What you need to do » Look for "always" in every line of the listing. Copy the lines that have it.

The data Block Start

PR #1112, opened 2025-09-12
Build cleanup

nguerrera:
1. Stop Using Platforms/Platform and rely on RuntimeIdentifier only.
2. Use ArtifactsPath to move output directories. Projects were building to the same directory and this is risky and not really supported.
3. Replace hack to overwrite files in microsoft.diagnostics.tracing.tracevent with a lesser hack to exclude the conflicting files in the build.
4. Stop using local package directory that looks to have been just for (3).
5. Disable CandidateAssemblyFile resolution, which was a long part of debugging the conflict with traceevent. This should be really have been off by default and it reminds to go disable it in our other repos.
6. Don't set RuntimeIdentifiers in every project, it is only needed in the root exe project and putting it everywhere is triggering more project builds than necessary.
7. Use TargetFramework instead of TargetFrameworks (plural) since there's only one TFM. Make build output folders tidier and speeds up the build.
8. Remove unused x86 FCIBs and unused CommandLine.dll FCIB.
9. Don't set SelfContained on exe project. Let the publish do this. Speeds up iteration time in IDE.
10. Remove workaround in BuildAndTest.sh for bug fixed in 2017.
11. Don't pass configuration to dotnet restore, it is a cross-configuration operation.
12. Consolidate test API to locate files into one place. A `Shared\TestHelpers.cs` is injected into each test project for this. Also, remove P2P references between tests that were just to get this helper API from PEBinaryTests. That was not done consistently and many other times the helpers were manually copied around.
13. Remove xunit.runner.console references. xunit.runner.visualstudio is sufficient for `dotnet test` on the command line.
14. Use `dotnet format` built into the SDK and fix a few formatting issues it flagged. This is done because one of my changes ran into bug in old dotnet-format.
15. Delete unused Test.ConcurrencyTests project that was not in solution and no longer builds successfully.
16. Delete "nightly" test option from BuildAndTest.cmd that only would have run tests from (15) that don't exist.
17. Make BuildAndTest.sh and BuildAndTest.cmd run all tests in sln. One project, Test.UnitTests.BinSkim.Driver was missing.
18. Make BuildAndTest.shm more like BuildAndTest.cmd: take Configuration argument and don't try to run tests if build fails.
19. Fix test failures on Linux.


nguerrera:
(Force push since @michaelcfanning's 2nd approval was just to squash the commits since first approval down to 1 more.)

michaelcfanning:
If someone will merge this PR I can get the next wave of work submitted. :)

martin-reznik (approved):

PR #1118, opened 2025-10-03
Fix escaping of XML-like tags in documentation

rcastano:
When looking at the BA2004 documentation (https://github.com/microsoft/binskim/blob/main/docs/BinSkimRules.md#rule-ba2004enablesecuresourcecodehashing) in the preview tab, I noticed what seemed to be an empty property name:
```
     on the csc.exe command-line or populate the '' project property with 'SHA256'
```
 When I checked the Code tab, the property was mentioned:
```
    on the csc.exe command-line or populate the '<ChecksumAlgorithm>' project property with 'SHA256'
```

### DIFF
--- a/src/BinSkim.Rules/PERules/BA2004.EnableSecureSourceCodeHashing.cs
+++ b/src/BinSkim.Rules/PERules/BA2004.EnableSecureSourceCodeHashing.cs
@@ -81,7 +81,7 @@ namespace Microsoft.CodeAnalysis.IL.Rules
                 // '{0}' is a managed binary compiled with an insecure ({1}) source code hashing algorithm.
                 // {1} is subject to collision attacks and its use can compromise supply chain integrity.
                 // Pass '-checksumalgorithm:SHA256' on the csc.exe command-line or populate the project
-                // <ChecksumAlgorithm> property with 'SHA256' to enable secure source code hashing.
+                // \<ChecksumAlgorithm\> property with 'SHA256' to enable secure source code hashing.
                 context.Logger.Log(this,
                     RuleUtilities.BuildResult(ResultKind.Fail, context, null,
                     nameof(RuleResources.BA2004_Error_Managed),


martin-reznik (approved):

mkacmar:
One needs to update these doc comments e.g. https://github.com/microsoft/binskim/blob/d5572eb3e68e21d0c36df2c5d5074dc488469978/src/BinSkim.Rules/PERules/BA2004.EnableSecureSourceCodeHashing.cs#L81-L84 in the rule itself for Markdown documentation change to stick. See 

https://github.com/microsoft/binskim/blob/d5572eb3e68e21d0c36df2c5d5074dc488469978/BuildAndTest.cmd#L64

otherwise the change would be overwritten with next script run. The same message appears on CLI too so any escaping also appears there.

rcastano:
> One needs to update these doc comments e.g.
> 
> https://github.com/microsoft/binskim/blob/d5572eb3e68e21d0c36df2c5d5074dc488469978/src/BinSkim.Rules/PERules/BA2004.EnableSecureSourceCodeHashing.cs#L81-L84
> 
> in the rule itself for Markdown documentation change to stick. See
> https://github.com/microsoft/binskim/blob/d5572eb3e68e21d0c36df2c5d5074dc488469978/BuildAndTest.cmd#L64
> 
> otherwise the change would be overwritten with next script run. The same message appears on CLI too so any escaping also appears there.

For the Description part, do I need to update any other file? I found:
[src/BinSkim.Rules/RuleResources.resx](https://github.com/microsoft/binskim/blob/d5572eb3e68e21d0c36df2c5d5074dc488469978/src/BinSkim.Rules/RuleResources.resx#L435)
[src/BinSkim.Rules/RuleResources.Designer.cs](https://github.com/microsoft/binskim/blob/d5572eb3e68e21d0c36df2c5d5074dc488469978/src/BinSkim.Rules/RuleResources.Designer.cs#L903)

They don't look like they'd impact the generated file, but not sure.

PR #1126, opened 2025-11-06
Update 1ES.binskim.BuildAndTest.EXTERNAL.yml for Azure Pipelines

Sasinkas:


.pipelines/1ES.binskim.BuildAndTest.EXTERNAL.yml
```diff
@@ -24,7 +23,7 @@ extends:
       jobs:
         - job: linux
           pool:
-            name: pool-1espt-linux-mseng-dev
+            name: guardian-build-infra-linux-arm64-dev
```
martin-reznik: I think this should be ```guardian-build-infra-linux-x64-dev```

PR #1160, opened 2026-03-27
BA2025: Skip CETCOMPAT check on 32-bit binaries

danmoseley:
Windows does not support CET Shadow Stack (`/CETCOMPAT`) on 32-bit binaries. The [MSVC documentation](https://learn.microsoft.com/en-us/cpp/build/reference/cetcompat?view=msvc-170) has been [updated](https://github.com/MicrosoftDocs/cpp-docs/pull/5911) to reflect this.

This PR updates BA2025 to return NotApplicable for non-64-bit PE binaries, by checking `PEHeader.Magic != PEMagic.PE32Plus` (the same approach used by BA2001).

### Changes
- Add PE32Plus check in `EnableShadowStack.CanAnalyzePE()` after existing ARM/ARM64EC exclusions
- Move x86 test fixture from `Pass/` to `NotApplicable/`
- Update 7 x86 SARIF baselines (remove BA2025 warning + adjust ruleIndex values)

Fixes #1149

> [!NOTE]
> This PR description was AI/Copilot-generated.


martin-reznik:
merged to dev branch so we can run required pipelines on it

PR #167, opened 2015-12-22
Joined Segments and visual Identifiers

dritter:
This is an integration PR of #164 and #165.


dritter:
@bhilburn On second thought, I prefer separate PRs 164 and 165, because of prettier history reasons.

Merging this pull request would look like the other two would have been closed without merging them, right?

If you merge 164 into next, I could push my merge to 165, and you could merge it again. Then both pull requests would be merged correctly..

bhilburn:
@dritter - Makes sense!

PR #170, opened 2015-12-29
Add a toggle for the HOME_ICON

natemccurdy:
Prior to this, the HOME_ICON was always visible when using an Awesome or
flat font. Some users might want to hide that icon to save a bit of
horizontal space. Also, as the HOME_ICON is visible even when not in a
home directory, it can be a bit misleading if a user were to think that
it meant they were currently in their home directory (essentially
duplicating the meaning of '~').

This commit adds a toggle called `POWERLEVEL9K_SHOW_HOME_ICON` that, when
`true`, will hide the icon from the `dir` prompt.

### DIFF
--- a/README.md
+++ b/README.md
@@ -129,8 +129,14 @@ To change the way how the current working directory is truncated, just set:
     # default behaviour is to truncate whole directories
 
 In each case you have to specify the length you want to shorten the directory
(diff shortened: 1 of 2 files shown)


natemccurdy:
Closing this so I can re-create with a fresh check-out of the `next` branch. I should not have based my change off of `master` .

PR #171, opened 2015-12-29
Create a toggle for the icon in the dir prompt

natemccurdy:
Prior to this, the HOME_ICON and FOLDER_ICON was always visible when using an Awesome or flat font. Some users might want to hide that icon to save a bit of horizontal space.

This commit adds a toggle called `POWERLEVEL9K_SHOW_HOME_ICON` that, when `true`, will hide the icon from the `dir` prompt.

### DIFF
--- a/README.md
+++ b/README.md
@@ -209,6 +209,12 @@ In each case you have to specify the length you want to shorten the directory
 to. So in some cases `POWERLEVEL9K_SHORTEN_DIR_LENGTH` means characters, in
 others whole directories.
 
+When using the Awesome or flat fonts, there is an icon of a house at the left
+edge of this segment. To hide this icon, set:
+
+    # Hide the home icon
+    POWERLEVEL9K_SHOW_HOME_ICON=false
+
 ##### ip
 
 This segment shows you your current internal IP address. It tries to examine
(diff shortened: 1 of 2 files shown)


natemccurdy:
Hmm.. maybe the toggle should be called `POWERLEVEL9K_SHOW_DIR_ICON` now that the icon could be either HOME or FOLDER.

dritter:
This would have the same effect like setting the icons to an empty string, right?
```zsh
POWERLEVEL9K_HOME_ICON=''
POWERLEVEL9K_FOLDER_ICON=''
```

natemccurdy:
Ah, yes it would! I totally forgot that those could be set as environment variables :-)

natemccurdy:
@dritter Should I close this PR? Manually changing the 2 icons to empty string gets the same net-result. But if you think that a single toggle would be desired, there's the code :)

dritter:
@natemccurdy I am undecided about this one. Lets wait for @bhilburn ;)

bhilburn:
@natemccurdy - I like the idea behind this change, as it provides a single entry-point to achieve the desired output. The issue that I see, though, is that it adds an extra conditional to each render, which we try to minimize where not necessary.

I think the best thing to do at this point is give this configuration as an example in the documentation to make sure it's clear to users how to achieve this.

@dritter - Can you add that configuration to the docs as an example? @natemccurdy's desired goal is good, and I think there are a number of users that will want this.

The data Block End

Exercise response »
Prior to this, the HOME_ICON was always visible when using an Awesome or
Prior to this, the HOME_ICON and FOLDER_ICON was always visible when using an Awesome or flat font. Some users might want to hide that icon to save a bit of horizontal space.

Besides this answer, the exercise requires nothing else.